EXTRACTED INFORMATION:
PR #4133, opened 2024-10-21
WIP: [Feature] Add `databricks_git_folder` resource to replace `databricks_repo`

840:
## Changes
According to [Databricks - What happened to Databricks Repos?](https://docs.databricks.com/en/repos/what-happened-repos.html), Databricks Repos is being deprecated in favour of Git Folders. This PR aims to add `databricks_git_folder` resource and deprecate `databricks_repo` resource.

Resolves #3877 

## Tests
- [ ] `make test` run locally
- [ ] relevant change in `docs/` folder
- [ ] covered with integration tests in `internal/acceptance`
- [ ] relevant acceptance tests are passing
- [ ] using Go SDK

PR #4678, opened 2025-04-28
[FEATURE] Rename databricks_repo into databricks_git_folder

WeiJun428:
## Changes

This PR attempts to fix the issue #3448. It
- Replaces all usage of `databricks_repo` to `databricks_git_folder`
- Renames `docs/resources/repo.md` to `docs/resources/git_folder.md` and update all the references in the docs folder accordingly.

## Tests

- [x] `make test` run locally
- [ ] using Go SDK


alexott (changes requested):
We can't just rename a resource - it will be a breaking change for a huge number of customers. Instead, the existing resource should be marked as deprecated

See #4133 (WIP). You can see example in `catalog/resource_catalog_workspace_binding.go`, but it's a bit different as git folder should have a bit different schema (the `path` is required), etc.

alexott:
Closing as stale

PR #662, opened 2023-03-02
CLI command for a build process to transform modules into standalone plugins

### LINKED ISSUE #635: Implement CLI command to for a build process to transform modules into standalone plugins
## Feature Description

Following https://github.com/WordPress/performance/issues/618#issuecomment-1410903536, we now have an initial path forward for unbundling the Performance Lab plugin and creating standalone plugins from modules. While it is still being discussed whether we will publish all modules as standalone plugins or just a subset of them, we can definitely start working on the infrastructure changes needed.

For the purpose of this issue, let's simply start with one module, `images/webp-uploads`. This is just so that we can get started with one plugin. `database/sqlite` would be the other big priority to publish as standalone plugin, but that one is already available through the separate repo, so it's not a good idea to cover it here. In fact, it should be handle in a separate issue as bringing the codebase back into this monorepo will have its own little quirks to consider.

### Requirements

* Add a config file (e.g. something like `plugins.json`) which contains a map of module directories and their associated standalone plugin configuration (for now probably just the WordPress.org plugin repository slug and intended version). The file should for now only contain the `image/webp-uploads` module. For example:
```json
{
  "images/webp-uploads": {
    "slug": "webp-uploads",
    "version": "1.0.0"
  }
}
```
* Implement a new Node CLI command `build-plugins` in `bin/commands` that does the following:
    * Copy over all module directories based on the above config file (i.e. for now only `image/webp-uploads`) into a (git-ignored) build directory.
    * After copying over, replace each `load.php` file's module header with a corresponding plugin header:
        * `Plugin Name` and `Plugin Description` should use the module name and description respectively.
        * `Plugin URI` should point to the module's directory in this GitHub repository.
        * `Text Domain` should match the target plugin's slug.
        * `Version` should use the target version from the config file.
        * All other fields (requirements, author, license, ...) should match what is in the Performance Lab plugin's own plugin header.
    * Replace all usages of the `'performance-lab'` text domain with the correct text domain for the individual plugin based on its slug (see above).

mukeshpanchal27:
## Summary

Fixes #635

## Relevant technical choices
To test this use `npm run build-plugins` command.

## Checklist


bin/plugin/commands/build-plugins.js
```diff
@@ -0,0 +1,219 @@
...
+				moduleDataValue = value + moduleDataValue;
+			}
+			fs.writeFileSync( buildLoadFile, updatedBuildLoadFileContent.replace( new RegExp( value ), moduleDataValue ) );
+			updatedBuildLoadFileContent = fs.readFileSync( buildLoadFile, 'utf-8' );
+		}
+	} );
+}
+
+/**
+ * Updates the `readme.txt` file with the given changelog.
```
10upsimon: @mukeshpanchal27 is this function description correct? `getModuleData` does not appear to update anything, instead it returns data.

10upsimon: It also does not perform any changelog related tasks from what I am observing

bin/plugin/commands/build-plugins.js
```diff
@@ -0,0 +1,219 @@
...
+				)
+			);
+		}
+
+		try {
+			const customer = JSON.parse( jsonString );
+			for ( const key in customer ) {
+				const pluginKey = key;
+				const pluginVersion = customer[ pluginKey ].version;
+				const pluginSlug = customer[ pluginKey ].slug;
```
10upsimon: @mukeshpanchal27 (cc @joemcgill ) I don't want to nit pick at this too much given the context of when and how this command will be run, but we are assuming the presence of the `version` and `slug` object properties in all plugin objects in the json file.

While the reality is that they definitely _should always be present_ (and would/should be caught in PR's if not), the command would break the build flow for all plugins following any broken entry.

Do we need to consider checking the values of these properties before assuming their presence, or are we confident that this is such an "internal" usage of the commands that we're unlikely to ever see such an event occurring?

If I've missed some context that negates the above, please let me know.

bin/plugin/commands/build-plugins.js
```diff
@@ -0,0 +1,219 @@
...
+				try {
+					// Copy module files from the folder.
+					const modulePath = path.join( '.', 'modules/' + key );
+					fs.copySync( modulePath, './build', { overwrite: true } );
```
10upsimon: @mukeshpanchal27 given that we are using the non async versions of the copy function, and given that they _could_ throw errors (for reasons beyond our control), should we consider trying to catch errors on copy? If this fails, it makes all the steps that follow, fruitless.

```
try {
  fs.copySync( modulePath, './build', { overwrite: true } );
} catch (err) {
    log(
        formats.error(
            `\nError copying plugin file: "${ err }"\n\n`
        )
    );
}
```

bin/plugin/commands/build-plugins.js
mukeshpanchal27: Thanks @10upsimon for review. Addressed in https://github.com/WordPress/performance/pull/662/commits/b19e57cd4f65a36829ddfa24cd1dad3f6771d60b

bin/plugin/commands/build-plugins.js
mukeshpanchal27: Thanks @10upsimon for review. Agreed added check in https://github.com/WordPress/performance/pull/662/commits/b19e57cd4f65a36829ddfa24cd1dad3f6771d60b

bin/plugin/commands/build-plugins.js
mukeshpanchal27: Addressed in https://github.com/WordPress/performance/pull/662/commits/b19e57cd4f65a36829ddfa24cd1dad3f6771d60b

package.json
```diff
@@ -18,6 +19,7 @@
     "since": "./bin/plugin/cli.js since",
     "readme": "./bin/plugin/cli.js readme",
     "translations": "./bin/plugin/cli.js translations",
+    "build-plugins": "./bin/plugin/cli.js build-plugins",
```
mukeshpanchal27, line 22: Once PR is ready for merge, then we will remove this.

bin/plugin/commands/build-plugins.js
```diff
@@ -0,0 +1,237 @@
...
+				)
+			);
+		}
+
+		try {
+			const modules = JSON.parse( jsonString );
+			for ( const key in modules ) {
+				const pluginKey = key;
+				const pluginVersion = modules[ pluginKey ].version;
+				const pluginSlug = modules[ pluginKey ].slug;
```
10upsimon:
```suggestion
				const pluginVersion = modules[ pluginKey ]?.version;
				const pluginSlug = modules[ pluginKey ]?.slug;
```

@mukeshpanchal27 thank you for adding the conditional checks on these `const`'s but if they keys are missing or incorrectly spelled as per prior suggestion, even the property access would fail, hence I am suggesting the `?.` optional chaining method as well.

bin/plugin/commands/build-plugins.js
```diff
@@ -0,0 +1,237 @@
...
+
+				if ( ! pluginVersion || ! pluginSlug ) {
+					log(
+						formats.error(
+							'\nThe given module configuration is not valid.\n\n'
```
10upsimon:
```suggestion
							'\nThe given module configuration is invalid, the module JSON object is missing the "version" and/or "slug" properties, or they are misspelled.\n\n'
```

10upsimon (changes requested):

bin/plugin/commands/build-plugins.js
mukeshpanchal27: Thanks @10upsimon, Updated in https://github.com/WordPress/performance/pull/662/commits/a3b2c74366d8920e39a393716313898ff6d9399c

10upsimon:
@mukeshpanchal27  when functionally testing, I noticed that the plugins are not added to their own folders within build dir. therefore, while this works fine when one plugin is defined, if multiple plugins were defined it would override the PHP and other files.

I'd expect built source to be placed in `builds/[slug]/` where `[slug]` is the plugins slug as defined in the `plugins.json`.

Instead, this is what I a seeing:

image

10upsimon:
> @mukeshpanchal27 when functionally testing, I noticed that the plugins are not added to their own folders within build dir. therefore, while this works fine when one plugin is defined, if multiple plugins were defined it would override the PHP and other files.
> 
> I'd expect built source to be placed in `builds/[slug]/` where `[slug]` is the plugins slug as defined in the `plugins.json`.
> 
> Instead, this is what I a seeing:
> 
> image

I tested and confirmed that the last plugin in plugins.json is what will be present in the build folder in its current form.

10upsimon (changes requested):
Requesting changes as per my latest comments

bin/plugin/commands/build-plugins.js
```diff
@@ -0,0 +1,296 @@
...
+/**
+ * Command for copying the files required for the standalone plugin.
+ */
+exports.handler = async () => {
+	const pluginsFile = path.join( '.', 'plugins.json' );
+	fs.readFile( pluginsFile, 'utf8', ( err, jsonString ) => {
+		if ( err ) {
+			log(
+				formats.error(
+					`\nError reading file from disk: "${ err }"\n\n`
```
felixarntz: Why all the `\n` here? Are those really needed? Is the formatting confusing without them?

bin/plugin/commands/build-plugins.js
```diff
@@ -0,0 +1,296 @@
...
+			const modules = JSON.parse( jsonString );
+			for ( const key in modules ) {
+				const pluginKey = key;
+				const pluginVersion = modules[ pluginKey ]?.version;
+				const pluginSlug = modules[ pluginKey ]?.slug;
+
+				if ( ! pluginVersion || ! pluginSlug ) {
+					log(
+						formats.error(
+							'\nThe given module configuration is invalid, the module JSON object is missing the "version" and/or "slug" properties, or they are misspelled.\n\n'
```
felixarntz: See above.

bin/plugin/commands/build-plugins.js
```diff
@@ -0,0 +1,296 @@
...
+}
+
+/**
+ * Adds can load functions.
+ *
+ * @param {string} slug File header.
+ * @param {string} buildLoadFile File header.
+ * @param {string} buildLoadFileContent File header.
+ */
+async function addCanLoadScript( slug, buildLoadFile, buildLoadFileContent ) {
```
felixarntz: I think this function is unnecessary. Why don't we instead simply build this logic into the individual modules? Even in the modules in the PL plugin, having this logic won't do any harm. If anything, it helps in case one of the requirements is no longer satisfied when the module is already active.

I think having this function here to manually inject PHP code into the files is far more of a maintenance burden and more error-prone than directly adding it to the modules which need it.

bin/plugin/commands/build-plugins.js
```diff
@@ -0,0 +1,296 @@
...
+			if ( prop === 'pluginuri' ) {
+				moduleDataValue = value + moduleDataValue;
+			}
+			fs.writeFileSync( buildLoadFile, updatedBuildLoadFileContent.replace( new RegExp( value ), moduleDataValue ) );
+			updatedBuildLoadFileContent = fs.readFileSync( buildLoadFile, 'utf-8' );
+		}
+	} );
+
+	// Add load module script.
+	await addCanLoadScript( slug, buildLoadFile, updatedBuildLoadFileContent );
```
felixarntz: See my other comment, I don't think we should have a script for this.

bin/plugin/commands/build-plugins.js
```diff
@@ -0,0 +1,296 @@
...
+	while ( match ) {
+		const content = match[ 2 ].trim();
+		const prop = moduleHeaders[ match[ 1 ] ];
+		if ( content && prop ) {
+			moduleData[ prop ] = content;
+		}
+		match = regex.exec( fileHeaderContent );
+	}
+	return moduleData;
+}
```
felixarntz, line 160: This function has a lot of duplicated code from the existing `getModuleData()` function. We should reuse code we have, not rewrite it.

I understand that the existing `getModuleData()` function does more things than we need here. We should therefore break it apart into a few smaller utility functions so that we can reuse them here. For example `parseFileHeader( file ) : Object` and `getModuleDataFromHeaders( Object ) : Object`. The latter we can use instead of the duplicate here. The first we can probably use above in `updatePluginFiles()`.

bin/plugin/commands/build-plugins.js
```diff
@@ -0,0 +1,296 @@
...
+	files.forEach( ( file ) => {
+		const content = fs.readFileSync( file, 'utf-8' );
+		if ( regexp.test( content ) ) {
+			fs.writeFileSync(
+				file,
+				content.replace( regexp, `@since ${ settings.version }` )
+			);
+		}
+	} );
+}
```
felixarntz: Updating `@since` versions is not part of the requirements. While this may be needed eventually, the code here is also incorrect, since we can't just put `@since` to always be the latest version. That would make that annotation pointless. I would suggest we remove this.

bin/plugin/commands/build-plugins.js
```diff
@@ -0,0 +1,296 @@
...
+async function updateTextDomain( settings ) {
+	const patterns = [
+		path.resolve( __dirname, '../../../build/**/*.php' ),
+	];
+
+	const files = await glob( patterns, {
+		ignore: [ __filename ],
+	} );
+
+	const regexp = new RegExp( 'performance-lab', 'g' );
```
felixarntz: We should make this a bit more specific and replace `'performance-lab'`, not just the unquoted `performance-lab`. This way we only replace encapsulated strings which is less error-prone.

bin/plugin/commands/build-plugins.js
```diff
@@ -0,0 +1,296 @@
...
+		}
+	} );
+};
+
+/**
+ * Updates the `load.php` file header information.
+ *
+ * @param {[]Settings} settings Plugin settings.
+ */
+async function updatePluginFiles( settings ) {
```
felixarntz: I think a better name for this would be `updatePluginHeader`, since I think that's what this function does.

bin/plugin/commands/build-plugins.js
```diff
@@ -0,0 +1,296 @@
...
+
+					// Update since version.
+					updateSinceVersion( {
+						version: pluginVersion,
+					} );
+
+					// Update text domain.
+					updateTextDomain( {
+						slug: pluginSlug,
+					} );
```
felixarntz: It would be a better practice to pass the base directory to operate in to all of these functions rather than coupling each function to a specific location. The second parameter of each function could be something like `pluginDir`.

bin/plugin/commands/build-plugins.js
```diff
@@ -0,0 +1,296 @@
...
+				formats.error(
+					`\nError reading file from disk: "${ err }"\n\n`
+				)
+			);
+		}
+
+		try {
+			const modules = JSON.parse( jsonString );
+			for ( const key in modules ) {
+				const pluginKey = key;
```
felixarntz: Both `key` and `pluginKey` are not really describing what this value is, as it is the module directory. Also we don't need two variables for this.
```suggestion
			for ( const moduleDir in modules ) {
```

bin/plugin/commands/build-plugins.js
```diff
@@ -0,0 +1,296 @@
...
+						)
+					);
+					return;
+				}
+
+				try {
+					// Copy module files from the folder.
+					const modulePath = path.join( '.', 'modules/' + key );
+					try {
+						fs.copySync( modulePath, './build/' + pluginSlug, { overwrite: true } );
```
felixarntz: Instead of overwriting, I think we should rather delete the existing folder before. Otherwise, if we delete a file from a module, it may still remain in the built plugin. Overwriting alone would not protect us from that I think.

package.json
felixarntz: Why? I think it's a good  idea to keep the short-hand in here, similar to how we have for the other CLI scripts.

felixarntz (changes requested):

HOW TO COMPLETE THIS TASK: Filter the records for lines holding the string "images". Copy each one.

ANSWER BOX:
For the purpose of this issue, let's simply start with one module, `images/webp-uploads`. This is just so that we can get started with one plugin. `database/sqlite` would be the other big priority to publish as standalone plugin, but that one is already available through the separate repo, so it's not a good idea to cover it here. In fact, it should be handle in a separate issue as bringing the codebase back into this monorepo will have its own little quirks to consider.
  "images/webp-uploads": {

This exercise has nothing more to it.